Conserving Diagrammatic Approximations for Quantum Impurity Models: NCA and CTMA

TL;DR

This paper reviews self-consistent diagrammatic methods for quantum impurity models, focusing on the limitations of NCA and how CTMA improves results, especially in Fermi liquid regimes.

Contribution

It introduces the Conserving T-Matrix Approximation (CTMA) as an improved method over NCA for quantum impurity models, addressing NCA's shortcomings.

Findings

CTMA provides qualitatively correct spectral functions.

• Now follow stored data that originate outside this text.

PR #1349, opened 2023-03-20
fix: cypress@8 with core@2 not working

zamboney:
`nodeVersion` property set the way the `node` process will executed [doc link](https://docs.cypress.io/guides/references/configuration#Node-version)
- if set to `system` it will use the `node` process that the OS have
- if set to `bundled` it will use the `node` process that the `Cypress Helper.app` have

If `nodeVersion` not set to `system` then the process not sending the process CLI arguments as expected

Because `core@2` change the CLI from `eyes-universal` to `eyes universal` the universal server will not start if `nodeVersion` exits and not set to `system`, this is why we pass to the `universal` server the `execPath` of `node`

Because the change in `cypress@9.0.0` `nodeVersion` that change premetly to `system` [link](https://github.com/cypress-io/cypress/pull/18732) this effects only occurred in `cypress@8`


js/packages/eyes-cypress/src/plugin/server.ts
```diff
@@ -38,7 +38,21 @@ export default function makeStartServer({logger}: {logger: Logger}) {
...
+    const isCypressVersionBelow7 = semverLt(cypressVersion, '7.0.0')
+
+    // `nodeVersion` property set the way the `node` process will be executed
+    // if set to `system` it will use the `node` process that the OS have
+    // if set to `bundled` it will use the `node` process that the `Cypress Helper.app` have
+    //
+    // [doc link](https://docs.cypress.io/guides/references/configuration#Node-version)
+    //
+    // if `nodeVersion` not set to `system` the the process not sending the process cli arguments as expected
+    // and because of the change in `eyes-universal` to `eyes universal` the universal server will not start
```
kyrylodolynskyi, line 50: I think this comment is misleading. I appreciate the explanation, but when someone will work with that they will not care about how it was when cli was different.

kyrylodolynskyi (approved):
👍🏼

js/packages/eyes-cypress/src/plugin/server.ts
kyrylodolynskyi: I was talking about line 50

zamboney: fixed

PR #1351, opened 2023-03-21
    fix(closeBatch): send the right argument to universal

zamboney:
[Trello](https://trello.com/c/PvlzTh6B)

### Test

Add `typescript` types to `closeBatch`


js/packages/eyes-cypress/src/plugin/hooks.ts
```diff
@@ -39,7 +44,7 @@ export default function makeGlobalRunHooks({closeManager, closeBatches, closeUni
         }
         if (!config.appliConfFile.dontCloseBatches) {
           await closeBatches({
-            batchIds: [config.appliConfFile.batchId || config.appliConfFile.batch.id],
+            batchId: config.appliConfFile.batchId || config.appliConfFile.batch.id,
```
zamboney, line 47: ☝️ this is the fix ☝️ 

all of the other changes is to add types so that next time this error will prompt in `ttsc`

kyrylodolynskyi (approved):

js/packages/eyes-cypress/src/plugin/hooks.ts
```diff
@@ -9,7 +10,7 @@ declare global {
         dontCloseBatches: boolean
         batch: any
         serverUrl: string
-        proxy: string
+        proxy: any
```
amitzur, line 13: please add `// TODO`

amitzur (commented):
We need an e2e test for this functionality. Other than that the changes are good :100:

zamboney:
> We need an e2e test for this functionality. Other than that, the changes are good 💯

@amitzur, I and @kyrylodolynskyi discuss this, and there is no easy way to test it. I will explain myself:

the `isComplete` property that returns from the `batch` API isn't returned right after the request to `closeBatch` what is this mean is we need to have some kind of pulling mechanism that will check for changes on that property. I think it's doesn't make sense

Another option is to create some kind of `unit`/`integration` test but will just check that the input produce output, which means that you would not know if the API changed, so it's not making more sense, in my opinion.

---

i think that the "right" solution is that the BE will provide us a new property that flags that the request to `closeRequest` has been submitted but didn't process.

@amitzur, if you still think that one of the options above is necessary i will add it to another PR k?

amitzur:
@zamboney ah, yes. Thanks for documenting this. I remember now that this is the reason we don't have e2e tests for this.
We can merge this PR, but let's insist on the e2e test. I'm fine with testing only that we send Eyes yhe correct payload, or we can work with Yotam to get a solution from him.

PR #1370, opened 2023-03-23
js bongo: send report payload for js_images with the correct category

tourdedave:


js/packages/bongo/src/report/create.js
```diff
@@ -1,10 +1,21 @@
...
+function findGroupFromName(name) {
+  switch (name) {
+    case 'core':
+      return 'core'
+    case 'js_images':
+      return 'images'
+    default:
+      return 'selenium'
+  }
+}
```
kyrylodolynskyi, line 12: Didn't we aim to remove this kind of thing? I would prefer to simply specify the group the way it should be in bongo's system. We can keep the `selenium` as default if you want. WDYT?

tourdedave: Oh, right! I'll expose `group` as an argument to `report` and set the default to `selenium` unless otherwise specified.

kyrylodolynskyi (approved):

PR #1375, opened 2023-03-26
fix(formatter): fix print result

zamboney:
the `formatter` `core` pass without his function
[trello](https://trello.com/c/XJbKLTz0)


js/packages/eyes-storybook/test/e2e/eyes-storybook.e2e.test.js
```diff
@@ -26,6 +30,7 @@ describe('eyes-storybook', () => {
   after(async () => {
     await closeTestServer();
     process.env.APPLITOOLS_SHOW_LOGS = '';
+    fs.rmSync(tmpdir, {recursive: true, force: true});
```
kyrylodolynskyi, line 33: @zamboney This is not supported by node 12, or don't we test the storybook with node 12?

kyrylodolynskyi:
This is not the right way to fix the issue.
Let me explain. In past, there was a class `TestFormatter`, that you had to initialize with an array of test results, then you could tell it what kind of report you want to generate from it. Since the new core I removed the class and introduced a set of pure formatted functions, you chose the function (format) and provide an array of results, that will give you a formatted string.
When the storybook was migrated to use a new core this nuance was lost. And what you are doing now is trying to make it work the old way instead of upgrading it to the new one.

zamboney:
@kyrylodolynskyi please take another look, Is this what you mean?

js/packages/eyes-storybook/test/it/processResults.test.js
```diff
@@ -492,12 +492,12 @@ describe('processResults', () => {
         },
       ],
     };
-    const {formatter} = processResults({
+    const {summary: formatter} = processResults({
```
kyrylodolynskyi, line 495: why?

kyrylodolynskyi (approved):
👍🏼

js/packages/eyes-storybook/test/it/processResults.test.js
zamboney: i change the output, bi longer returns the `formatter` but the test `summary`, if it's not making sense to you here, i will change the naming

kyrylodolynskyi: It doesn't make sense for me. Why would you rename `summary` to `formatter` here, it is not a formatter.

CTMA accurately captures Fermi liquid behavior.

NCA has fundamental limitations in strong coupling regimes.

Abstract

Self-consistent diagrammatic approximations to the Anderson or Kondo impurity model, using an exact pseudoparticle representation of the impurity states, are reviewed. We first discuss the infrared exponents of the pseudoparticle propagators as indicators of Fermi liquid behavior through their dependence on the impurity occupation and on magnetic field. Then we discuss the Non-Crossing Approximation (NCA), identifying its strengths, but also its fundamental shortcomings. Physical arguments as well as a perturbative renormalization group analysis suggest that an infinite parquet-type resummation of two-particle vertex diagrams, the Conserving T-Matrix Approximation (CTMA) will cure the deficiencies of NCA. We review results on the pseudoparticle spectral functions, the spin susceptibility and the impurity electron spectral function, supporting that the CTMA provides qualitatively correct results, both in the high-temperature regime and in the strong coupling Fermi liquid regime at low temperatures.